EXERCISE:
Using the listing below, set down exactly the lines starting at the line that contains "Both psample and" and ending at the line that contains "psample driver is", both included, and no others.

========================================

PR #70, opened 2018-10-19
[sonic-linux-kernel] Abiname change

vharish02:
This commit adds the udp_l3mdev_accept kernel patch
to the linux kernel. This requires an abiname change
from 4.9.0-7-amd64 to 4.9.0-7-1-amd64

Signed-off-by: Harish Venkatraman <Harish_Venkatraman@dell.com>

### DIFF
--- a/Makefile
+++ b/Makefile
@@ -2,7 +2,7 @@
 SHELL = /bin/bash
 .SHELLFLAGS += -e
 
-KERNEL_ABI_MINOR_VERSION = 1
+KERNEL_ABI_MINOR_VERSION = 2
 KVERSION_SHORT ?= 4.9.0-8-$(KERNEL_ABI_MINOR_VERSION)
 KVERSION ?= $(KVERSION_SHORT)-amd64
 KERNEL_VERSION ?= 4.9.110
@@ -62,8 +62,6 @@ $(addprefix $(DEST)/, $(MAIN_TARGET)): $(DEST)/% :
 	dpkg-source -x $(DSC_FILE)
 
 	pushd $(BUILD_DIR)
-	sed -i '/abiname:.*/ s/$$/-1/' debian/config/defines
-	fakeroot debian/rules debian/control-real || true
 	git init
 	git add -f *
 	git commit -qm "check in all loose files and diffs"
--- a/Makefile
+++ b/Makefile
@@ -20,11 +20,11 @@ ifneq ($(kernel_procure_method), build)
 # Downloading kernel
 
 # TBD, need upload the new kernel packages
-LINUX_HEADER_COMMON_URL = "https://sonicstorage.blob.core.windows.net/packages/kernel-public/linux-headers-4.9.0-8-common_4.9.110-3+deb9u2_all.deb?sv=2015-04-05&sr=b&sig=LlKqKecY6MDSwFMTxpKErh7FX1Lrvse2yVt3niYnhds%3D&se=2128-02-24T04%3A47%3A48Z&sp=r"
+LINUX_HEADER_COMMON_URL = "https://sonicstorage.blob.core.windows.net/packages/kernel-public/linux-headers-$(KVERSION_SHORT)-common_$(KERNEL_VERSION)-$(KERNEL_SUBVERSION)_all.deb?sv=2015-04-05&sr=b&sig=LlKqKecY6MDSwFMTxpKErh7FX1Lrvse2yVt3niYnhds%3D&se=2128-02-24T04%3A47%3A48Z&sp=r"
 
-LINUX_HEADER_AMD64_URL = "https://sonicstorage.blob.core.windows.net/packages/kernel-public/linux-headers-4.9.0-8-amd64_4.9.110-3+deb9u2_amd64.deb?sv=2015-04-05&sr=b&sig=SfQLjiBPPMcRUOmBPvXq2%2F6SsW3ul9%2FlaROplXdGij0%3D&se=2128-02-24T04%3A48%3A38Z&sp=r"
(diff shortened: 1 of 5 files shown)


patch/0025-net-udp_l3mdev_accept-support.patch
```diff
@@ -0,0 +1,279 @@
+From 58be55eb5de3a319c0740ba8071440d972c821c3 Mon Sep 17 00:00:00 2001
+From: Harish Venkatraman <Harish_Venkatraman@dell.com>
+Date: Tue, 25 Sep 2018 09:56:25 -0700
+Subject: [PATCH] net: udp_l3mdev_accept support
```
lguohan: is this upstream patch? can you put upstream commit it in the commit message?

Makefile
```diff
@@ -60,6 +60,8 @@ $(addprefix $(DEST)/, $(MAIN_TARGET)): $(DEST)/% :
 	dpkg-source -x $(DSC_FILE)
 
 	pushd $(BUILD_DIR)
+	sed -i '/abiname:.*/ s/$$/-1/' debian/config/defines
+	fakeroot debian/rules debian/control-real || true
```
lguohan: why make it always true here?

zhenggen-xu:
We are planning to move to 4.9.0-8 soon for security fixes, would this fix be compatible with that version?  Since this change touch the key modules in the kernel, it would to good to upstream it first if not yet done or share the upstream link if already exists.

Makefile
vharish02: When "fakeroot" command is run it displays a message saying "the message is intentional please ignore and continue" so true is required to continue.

========================================

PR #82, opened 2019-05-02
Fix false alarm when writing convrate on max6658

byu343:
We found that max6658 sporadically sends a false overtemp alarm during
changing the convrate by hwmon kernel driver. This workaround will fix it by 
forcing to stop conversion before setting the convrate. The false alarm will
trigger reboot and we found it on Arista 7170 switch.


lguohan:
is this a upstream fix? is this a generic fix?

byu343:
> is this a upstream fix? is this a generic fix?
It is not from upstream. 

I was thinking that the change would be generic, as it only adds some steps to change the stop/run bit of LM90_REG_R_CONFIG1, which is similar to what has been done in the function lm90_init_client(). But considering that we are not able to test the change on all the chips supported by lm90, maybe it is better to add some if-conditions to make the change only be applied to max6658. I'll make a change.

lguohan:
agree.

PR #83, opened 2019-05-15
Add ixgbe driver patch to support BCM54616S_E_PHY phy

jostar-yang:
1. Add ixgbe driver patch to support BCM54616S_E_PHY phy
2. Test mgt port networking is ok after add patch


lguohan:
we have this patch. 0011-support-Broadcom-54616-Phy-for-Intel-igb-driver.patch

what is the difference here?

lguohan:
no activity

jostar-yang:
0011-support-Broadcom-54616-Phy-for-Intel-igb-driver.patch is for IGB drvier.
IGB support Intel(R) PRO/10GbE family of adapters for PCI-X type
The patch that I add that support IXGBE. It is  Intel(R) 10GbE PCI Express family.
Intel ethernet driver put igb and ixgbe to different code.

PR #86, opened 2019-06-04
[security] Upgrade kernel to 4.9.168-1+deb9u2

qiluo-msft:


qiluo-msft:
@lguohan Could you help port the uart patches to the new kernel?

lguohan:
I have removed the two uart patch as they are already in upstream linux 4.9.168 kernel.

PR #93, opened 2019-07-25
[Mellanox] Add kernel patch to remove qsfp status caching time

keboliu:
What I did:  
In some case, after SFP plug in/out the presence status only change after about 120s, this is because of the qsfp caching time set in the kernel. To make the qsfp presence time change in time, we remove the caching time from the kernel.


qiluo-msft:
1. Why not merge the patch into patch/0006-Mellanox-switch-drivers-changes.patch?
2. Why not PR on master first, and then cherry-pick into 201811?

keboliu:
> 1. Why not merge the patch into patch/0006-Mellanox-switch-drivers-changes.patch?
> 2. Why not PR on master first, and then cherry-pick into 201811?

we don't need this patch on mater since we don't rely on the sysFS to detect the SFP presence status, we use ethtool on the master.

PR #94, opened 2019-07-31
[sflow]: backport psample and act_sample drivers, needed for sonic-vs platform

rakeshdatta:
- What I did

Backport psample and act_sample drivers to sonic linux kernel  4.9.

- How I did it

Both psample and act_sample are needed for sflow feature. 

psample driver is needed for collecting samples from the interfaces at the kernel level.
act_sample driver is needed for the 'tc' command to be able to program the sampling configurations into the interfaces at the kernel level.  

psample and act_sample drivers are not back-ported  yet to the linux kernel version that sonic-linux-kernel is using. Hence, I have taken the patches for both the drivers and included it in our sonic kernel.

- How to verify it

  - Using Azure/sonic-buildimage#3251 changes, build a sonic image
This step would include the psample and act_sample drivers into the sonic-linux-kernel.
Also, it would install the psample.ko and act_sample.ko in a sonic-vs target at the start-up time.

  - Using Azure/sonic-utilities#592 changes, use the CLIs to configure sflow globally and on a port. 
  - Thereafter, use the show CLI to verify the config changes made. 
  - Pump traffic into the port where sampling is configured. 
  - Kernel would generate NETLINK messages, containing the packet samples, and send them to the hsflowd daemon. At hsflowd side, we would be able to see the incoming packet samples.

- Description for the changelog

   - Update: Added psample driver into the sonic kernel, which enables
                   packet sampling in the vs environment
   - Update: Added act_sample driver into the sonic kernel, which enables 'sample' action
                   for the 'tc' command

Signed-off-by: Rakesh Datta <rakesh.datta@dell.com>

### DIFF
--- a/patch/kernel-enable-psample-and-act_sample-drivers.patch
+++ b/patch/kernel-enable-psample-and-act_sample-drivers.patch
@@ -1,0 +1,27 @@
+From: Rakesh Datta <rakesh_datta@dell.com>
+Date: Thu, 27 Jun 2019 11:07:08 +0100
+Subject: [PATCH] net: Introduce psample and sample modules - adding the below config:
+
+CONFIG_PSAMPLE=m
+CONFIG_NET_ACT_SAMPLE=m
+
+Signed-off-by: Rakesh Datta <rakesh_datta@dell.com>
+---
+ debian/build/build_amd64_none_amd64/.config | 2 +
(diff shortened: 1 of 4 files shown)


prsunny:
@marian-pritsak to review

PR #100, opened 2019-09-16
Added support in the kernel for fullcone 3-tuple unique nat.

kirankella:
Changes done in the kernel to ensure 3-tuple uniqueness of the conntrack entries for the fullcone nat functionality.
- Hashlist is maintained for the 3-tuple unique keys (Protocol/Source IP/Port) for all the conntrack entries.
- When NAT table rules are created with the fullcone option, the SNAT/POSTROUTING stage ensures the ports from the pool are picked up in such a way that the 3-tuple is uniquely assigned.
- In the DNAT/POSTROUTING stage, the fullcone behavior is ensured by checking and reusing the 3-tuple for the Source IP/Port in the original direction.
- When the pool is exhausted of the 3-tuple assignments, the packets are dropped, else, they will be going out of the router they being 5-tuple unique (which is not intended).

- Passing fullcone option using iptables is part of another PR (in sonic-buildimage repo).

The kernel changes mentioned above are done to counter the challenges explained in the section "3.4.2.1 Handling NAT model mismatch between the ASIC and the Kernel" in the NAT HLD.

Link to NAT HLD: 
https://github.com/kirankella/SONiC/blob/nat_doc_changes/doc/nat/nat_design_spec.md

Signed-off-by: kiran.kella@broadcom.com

========================================

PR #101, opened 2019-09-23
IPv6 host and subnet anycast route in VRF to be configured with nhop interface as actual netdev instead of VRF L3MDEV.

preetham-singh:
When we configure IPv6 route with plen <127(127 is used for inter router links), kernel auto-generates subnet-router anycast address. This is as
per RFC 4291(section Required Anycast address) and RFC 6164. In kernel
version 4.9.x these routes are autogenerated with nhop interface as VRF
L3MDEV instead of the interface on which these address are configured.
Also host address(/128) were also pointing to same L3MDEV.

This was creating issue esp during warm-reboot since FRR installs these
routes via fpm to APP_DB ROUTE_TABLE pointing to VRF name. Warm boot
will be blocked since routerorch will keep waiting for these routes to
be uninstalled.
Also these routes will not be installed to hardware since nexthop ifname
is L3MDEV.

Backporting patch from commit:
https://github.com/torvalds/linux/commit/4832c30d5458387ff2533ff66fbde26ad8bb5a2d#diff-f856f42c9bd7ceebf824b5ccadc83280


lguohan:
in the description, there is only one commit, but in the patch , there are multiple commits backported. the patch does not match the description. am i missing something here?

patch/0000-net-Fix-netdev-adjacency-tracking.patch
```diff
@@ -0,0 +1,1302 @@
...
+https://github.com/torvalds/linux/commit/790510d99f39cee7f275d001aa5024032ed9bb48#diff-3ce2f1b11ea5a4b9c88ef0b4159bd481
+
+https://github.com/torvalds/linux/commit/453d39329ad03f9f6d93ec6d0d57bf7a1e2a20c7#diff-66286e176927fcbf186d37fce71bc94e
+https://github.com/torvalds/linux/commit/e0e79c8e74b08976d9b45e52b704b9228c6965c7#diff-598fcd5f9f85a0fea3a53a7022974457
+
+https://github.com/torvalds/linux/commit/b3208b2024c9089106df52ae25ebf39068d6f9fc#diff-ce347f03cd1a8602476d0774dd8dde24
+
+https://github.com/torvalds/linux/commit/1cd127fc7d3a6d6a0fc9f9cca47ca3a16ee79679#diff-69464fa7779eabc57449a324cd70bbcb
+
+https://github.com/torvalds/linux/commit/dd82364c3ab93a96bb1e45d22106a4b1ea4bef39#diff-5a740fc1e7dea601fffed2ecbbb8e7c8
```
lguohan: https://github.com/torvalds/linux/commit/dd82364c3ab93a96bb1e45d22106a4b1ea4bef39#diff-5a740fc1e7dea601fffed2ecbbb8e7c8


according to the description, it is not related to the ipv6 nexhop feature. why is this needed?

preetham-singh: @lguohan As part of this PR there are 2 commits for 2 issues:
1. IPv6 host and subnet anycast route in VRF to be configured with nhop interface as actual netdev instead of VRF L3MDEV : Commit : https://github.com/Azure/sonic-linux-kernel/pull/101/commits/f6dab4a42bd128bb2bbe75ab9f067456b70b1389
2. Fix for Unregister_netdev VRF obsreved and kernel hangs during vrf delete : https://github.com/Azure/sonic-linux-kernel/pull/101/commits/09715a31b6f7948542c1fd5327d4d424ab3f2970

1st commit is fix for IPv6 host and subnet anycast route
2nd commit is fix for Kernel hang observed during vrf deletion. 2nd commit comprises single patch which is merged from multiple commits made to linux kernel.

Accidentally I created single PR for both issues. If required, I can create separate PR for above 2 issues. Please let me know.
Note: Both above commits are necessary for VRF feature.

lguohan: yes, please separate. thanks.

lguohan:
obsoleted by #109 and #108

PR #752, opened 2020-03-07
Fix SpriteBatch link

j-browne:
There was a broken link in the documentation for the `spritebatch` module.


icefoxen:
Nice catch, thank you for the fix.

========================================

FINAL ANSWER:
Both psample and act_sample are needed for sflow feature. 

psample driver is needed for collecting samples from the interfaces at the kernel level.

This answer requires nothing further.